PR #181, opened 2020-05-06
Improve OCaml Syntax Highlighting

### LINKED ISSUE #180: Syntax highlighting for new quoted extensions syntax
https://github.com/ocaml/ocaml/blob/4.11/Changes#L8

mnxn:
Closes #180 
OCaml Syntax Highlighting for Quoted Extensions: 
| Old | New |
| - | - |
| old | new | 

Also fixes a fatal flaw in #175 that prevented function declarations from being highlighted:

| Old | New |
| - | - |
| old | new |

### DIFF
--- a/syntaxes/ocaml.json
+++ b/syntaxes/ocaml.json
@@ -211,7 +211,7 @@
         },
         {
           "comment": "let expression",
-          "match": "\\b(let)\\s+(rec\\s+)?(lazy\\s+)?([a-z_][A-Za-z0-9_']*)\\s*(?!\\s*,)",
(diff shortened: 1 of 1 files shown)


imbsky:
@mnxn This looks good. Are there any additional changes you would like to make in this PR?

imbsky:
Oh, you probably need to update the changelog.

mnxn:
No, this is it. I just had to fix some problems that were introduced in previous changes.

rgrinberg:
Just to clarify the policy on the change log:

* It should include bug fixes only when the bug was introduced in a previously released version. If the bug was only present in master, there's no need to mention it.

* It should mention new features being introduced in this release.

imbsky:
Oops, you're right.

PR #184, opened 2020-05-08
Allow setting refmt width

rusty-key:
There is currently no way of setting up line width for refmt other than passing flag to the command.

While we at this point, I am suggesting passing refmt width from extension's settings via ocamllsp to refmt arguments. Here's related PR in ocaml-lsp repo: https://github.com/ocaml/ocaml-lsp/pull/172

Related issue in reason repo: facebook/reason#2567


src/Extension.ml
```diff
@@ -15,9 +15,19 @@ module Client = struct
...
+      ~toJson:Json.Encode.int
+
   let make (toolchain : Toolchain.resources) :
       Vscode.LanguageClient.serverOptions =
     let command, args = Toolchain.getLspCommand toolchain in
+    let args =
+      match Settings.get refmtSettings with
+      | None -> args
+      | Some refmtWidth ->
+        Array.concat [ args; [| "--refmt-width"; string_of_int refmtWidth |] ]
```
rgrinberg, line 29: A command line option is not the correct place to pass this option. Preferably:

* It should be passed as a custom option to the formatting request (see the LSP spec).
* If this isn't possible, there's a mechanism for setting workspace configuration options.

prometheansacrifice: @rgrinberg I'm not sure about adding options to the requests from the client. We do have an option to send `initializationOptions` when we start the server

https://github.com/microsoft/vscode-languageserver-node/blob/master/client/src/client.ts#L508

rgrinberg:
> @rgrinberg I'm not sure about adding options to the requests from the client. We do have an option to send initializationOptions when we start the server

That’s better than the current PR, but it’s still not enough. When the user changes the setting, it shouldn’t be required to restart the server.

prometheansacrifice:
@rgrinberg Any particular reason for objecting to server restarts? The protocol is stateless, so I presumed it was ok

rgrinberg:
It's just bad user experience. The cache is blown out, there's a little latency to restarts, and the diagnostics must be recalculated. Not to mention that it's also more complex code wise because we must forget to trigger the restart. In this case, it's easy to do the right thing.

prometheansacrifice:
Do we support `workspace/configuration`?

Ref
1. https://microsoft.github.io/language-server-protocol/specification#workspace_configuration
2. https://github.com/microsoft/vscode-languageserver-node/blob/8e99b7645cf85d07cea1f7f93c71d632e58a9e8c/protocol/src/protocol.configuration.ts#L29-L37

rgrinberg:
workspace/configuration would be the 2nd best option if we can't just pass the option on every formatting call.

giltho:
See discussion on the ocaml-lsp PR : 
https://github.com/microsoft/vscode-languageserver-node/blob/363e9228a87d3df51427474ecc596740c3fecfd5/client/src/codeConverter.ts#L616

Using the high-level class LanguageClient in VSCode, the number of parameters passed to codeConverter is hardcoded, it's only part of what the protocol describes :/

So I'm workspace/configuration is the right answer until this is fixed

giltho:
I was going to raise an issue on the client implementation but there already is one and it's pretty recent.
https://github.com/microsoft/vscode-languageserver-node/issues/617

So it's not going to be fixed for a little while

TheSpyder:
It's a messy workaround, but could the extension instead provide a way to inject folders into the environment `PATH` that is used to run `ocamllsp`?

That way we could use a shell script to override what the `refmt` command does. This would have the same effect as setting the `PATH` before loading vscode from the command line, but it's much easier to set up.

rgrinberg:
@TheSpyder do you use `refmt` in a team? If yes, then I'm curious how you'd like to share this setting with the rest of your team. Is there a vscode config file shared by the team?

rgrinberg:
Closing this PR for now as it's no longer relevant. Please re-open if the code is updated.

TheSpyder:
@rgrinberg we are using vscode workspace settings. That does mean each repository needs to configure it separately but we are fine with that. The workaround I suggested wouldn't be shareable, but neither is the patch to do it by loading vscode from the command line (although perhaps the `refmt` shell script could be put into the repository).

rgrinberg:
What about developers that don't use vscode? What do they do?

Khady:
In emacs, the editor is passing the width to refmt based on the editor's settings. It combines very well with [editorconfig](https://editorconfig.org/). We can have the width we want in the .editorconfig file, it sets the settings in emacs, reason-mode picks it from the editor, everyone is happy.

https://github.com/reasonml-editor/reason-mode/blob/5690544a7091630e0ea0023bbbd57a733cea8bde/refmt.el#L191

rgrinberg:
> If something similar can happen in vscode that would be great.

Perhaps an even greater idea is just to have refmt to understand this. Then, all editors will be in the same happy boat. Moreover, we wouldn't need to implement this delicate implementation feature across N(for every editor) repositories.

TheSpyder:
We tried that approach, linked in the PR description. Nothing is happening on that end either.

A config option to specify the location of `refmt` would also work, since we're using a shell script to set the width anyway. That might also help people using a custom `refmt`.

PR #830, opened 2024-10-11
fix: handle pagination issue when search results do not match current…

vv-m:
### Description

This PR fixes a pagination issue in SQLAdmin where performing a search from a page other than the first page would result in an error (“Invalid page or pageSize parameter”) if the search results had fewer pages than the current page.

### Changes
- Added logic to check the total number of pages after performing a search.
- If the current page exceeds the total available pages in the search results, the user is automatically redirected to the first page.
- This ensures smooth user experience when navigating between search results and pagination.

### Testing
- Verified that search works correctly when on different pages of the pagination.
- Verified that the user is correctly redirected to the first page if the current page number exceeds the available pages in the search results.

### DIFF
--- a/sqladmin/models.py
+++ b/sqladmin/models.py
@@ -803,18 +803,21 @@ class ModelView(BaseView, metaclass=ModelViewMeta):
             stmt = stmt.options(selectinload(relation))
 
         stmt = self.sort_query(stmt, request)
-        
+
         if search:
             stmt = self.search_query(stmt=stmt, term=search)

* Task brief
All lines from the records above should be copied exactly.

* Solution to the exercise
PR #181, opened 2020-05-06
Improve OCaml Syntax Highlighting

### LINKED ISSUE #180: Syntax highlighting for new quoted extensions syntax
https://github.com/ocaml/ocaml/blob/4.11/Changes#L8

mnxn:
Closes #180 
OCaml Syntax Highlighting for Quoted Extensions: 
| Old | New |
| - | - |
| old | new | 

Also fixes a fatal flaw in #175 that prevented function declarations from being highlighted:

| Old | New |
| - | - |
| old | new |

### DIFF
--- a/syntaxes/ocaml.json
+++ b/syntaxes/ocaml.json
@@ -211,7 +211,7 @@
         },
         {
           "comment": "let expression",
-          "match": "\\b(let)\\s+(rec\\s+)?(lazy\\s+)?([a-z_][A-Za-z0-9_']*)\\s*(?!\\s*,)",
(diff shortened: 1 of 1 files shown)


imbsky:
@mnxn This looks good. Are there any additional changes you would like to make in this PR?

imbsky:
Oh, you probably need to update the changelog.

mnxn:
No, this is it. I just had to fix some problems that were introduced in previous changes.

rgrinberg:
Just to clarify the policy on the change log:

* It should include bug fixes only when the bug was introduced in a previously released version. If the bug was only present in master, there's no need to mention it.

* It should mention new features being introduced in this release.

imbsky:
Oops, you're right.

PR #184, opened 2020-05-08
Allow setting refmt width

rusty-key:
There is currently no way of setting up line width for refmt other than passing flag to the command.

While we at this point, I am suggesting passing refmt width from extension's settings via ocamllsp to refmt arguments. Here's related PR in ocaml-lsp repo: https://github.com/ocaml/ocaml-lsp/pull/172

Related issue in reason repo: facebook/reason#2567


src/Extension.ml
```diff
@@ -15,9 +15,19 @@ module Client = struct
...
+      ~toJson:Json.Encode.int
+
   let make (toolchain : Toolchain.resources) :
       Vscode.LanguageClient.serverOptions =
     let command, args = Toolchain.getLspCommand toolchain in
+    let args =
+      match Settings.get refmtSettings with
+      | None -> args
+      | Some refmtWidth ->
+        Array.concat [ args; [| "--refmt-width"; string_of_int refmtWidth |] ]
```
rgrinberg, line 29: A command line option is not the correct place to pass this option. Preferably:

* It should be passed as a custom option to the formatting request (see the LSP spec).
* If this isn't possible, there's a mechanism for setting workspace configuration options.

prometheansacrifice: @rgrinberg I'm not sure about adding options to the requests from the client. We do have an option to send `initializationOptions` when we start the server

https://github.com/microsoft/vscode-languageserver-node/blob/master/client/src/client.ts#L508

rgrinberg:
> @rgrinberg I'm not sure about adding options to the requests from the client. We do have an option to send initializationOptions when we start the server

That’s better than the current PR, but it’s still not enough. When the user changes the setting, it shouldn’t be required to restart the server.

prometheansacrifice:
@rgrinberg Any particular reason for objecting to server restarts? The protocol is stateless, so I presumed it was ok

rgrinberg:
It's just bad user experience. The cache is blown out, there's a little latency to restarts, and the diagnostics must be recalculated. Not to mention that it's also more complex code wise because we must forget to trigger the restart. In this case, it's easy to do the right thing.

prometheansacrifice:
Do we support `workspace/configuration`?

Ref
1. https://microsoft.github.io/language-server-protocol/specification#workspace_configuration
2. https://github.com/microsoft/vscode-languageserver-node/blob/8e99b7645cf85d07cea1f7f93c71d632e58a9e8c/protocol/src/protocol.configuration.ts#L29-L37

rgrinberg:
workspace/configuration would be the 2nd best option if we can't just pass the option on every formatting call.

giltho:
See discussion on the ocaml-lsp PR : 
https://github.com/microsoft/vscode-languageserver-node/blob/363e9228a87d3df51427474ecc596740c3fecfd5/client/src/codeConverter.ts#L616

Using the high-level class LanguageClient in VSCode, the number of parameters passed to codeConverter is hardcoded, it's only part of what the protocol describes :/

So I'm workspace/configuration is the right answer until this is fixed

giltho:
I was going to raise an issue on the client implementation but there already is one and it's pretty recent.
https://github.com/microsoft/vscode-languageserver-node/issues/617

So it's not going to be fixed for a little while

TheSpyder:
It's a messy workaround, but could the extension instead provide a way to inject folders into the environment `PATH` that is used to run `ocamllsp`?

That way we could use a shell script to override what the `refmt` command does. This would have the same effect as setting the `PATH` before loading vscode from the command line, but it's much easier to set up.

rgrinberg:
@TheSpyder do you use `refmt` in a team? If yes, then I'm curious how you'd like to share this setting with the rest of your team. Is there a vscode config file shared by the team?

rgrinberg:
Closing this PR for now as it's no longer relevant. Please re-open if the code is updated.

TheSpyder:
@rgrinberg we are using vscode workspace settings. That does mean each repository needs to configure it separately but we are fine with that. The workaround I suggested wouldn't be shareable, but neither is the patch to do it by loading vscode from the command line (although perhaps the `refmt` shell script could be put into the repository).

rgrinberg:
What about developers that don't use vscode? What do they do?

Khady:
In emacs, the editor is passing the width to refmt based on the editor's settings. It combines very well with [editorconfig](https://editorconfig.org/). We can have the width we want in the .editorconfig file, it sets the settings in emacs, reason-mode picks it from the editor, everyone is happy.

https://github.com/reasonml-editor/reason-mode/blob/5690544a7091630e0ea0023bbbd57a733cea8bde/refmt.el#L191

rgrinberg:
> If something similar can happen in vscode that would be great.

Perhaps an even greater idea is just to have refmt to understand this. Then, all editors will be in the same happy boat. Moreover, we wouldn't need to implement this delicate implementation feature across N(for every editor) repositories.

TheSpyder:
We tried that approach, linked in the PR description. Nothing is happening on that end either.

A config option to specify the location of `refmt` would also work, since we're using a shell script to set the width anyway. That might also help people using a custom `refmt`.

PR #830, opened 2024-10-11
fix: handle pagination issue when search results do not match current…

vv-m:
### Description

This PR fixes a pagination issue in SQLAdmin where performing a search from a page other than the first page would result in an error (“Invalid page or pageSize parameter”) if the search results had fewer pages than the current page.

### Changes
- Added logic to check the total number of pages after performing a search.
- If the current page exceeds the total available pages in the search results, the user is automatically redirected to the first page.
- This ensures smooth user experience when navigating between search results and pagination.

### Testing
- Verified that search works correctly when on different pages of the pagination.
- Verified that the user is correctly redirected to the first page if the current page number exceeds the available pages in the search results.

### DIFF
--- a/sqladmin/models.py
+++ b/sqladmin/models.py
@@ -803,18 +803,21 @@ class ModelView(BaseView, metaclass=ModelViewMeta):
             stmt = stmt.options(selectinload(relation))
 
         stmt = self.sort_query(stmt, request)
-        
+
         if search:
             stmt = self.search_query(stmt=stmt, term=search)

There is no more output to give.